Malgré tout, ce dernier estime que la province, dont les décors naturels époustouflants se prêtent bien à la magie du cinéma, se veut une terre d’accueil favorable pour les artisans du cinéma et les nouvelles recrues. «Nous on n’hésite pas à employer des gens qui ont moins d’expérience pour pouvoir justement les former et leur donner la chance», reconnaît-il. C’est d’ailleurs sur les plateaux de tournage que la transmission du savoir cinématographique s’effectue. «Cette année, on a eu trois séries qui roulaient en même temps, c’est du jamais vu à Terre-Neuve!», s’enthousiasme le producteur. Une conséquence directe du tournage de la série Republic of Doyle qui, selon lui, a permis de former de nouveaux artisans, apportant ainsi un nouveau souffle créatif sur l’île.
Il est aussi indéniable que les francophones de la province se distinguent par leur atouts linguistiques auprès de certaines aides en cinéma. C’est d’ailleurs le cas avec Créateurs en série, qui met l’accent sur les projets francophones en milieu minoritaire. «Ils reçoivent beaucoup de projets francophones du Québec, mais pas beaucoup hors Québec, alors quand ils en ont un ils sont contents!», révèle Nathalie Javault, lauréate du programme. Un atout indéniable pour son producteur lors des demandes de subventions.

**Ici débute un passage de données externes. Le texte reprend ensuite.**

PR #463, opened 2024-05-22
Defer loading the cache for constructing fixed time zones

omus:
Attempting to address this problem: https://github.com/apache/arrow-julia/pull/482#issuecomment-2123406667


omus:
I have some concerns about the lazy loading now. We seem to just be passing the buck on performing the cache initialization. I especially don't like it now that packages which use time zones may see bad timings with `@time_imports` from using `@tz_str`

PR #464, opened 2024-05-23
CI runner tweaks

omus:
- Avoid testing against Julia 1.6 on Windows as it is particularly slow
- Switch from testing against Intel based macOS to Apple Silicon macOS as the former is becoming less common (https://github.com/orgs/community/discussions/102846)
- Use CodeCov token to avoid rate limiting: https://docs.codecov.com/docs/codecov-uploader#supporting-token-less-uploads-for-forks-of-open-source-repos-using-codecov

### DIFF
--- a/.github/workflows/CI.yml
+++ b/.github/workflows/CI.yml
@@ -34,6 +34,7 @@ jobs:
           - "1.6"  # LTS / Oldest supported version
           - "1"    # Latest release
           - nightly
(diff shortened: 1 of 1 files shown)


omus:
Noticed some codecov warnings: https://github.com/JuliaTime/TimeZones.jl/actions/runs/9209405477. I'll try to take care of those too

PR #484, opened 2025-01-31
Make CodeCov project changes informational

omus:
I don't think we should see failed PR status checks when code coverage decreases. We still get good visibility into lines where coverage is missed as those still show up as annotations when viewing the diff


omus:
Updated this org setting to allow tokenless upload (tokens can still be used): https://app.codecov.io/account/gh/JuliaTime/org-upload-token

omus:
It appears that this documentation isn't quite right as a `.yaml` extension does work:

> Can I name the file .codecov.yml?
>
> Yes, you can name the file `codecov.yml` or `.codecov.yml`. However, the file must still be located in the repository root, `dev/`, or `.github/` directories
– https://docs.codecov.com/docs/codecov-yaml#can-i-name-the-file-codecovyml

omus:
I've made a suggestion to the codecov documentation.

En attendant de vivre de sa plume et de réaliser son rêve d’avoir une maison avec vue sur la mer, Nathalie Javault ne manquera assurément pas de travail sur les plateaux de télé ou de cinéma dans la province. Entre deux tournages, elle pourra se consacrer à l’écriture de ses projets avec Xavier Georges, et qui sait, vivre de nouvelles aventures terre-neuviennes qui lui inspireront une suite pour Justine!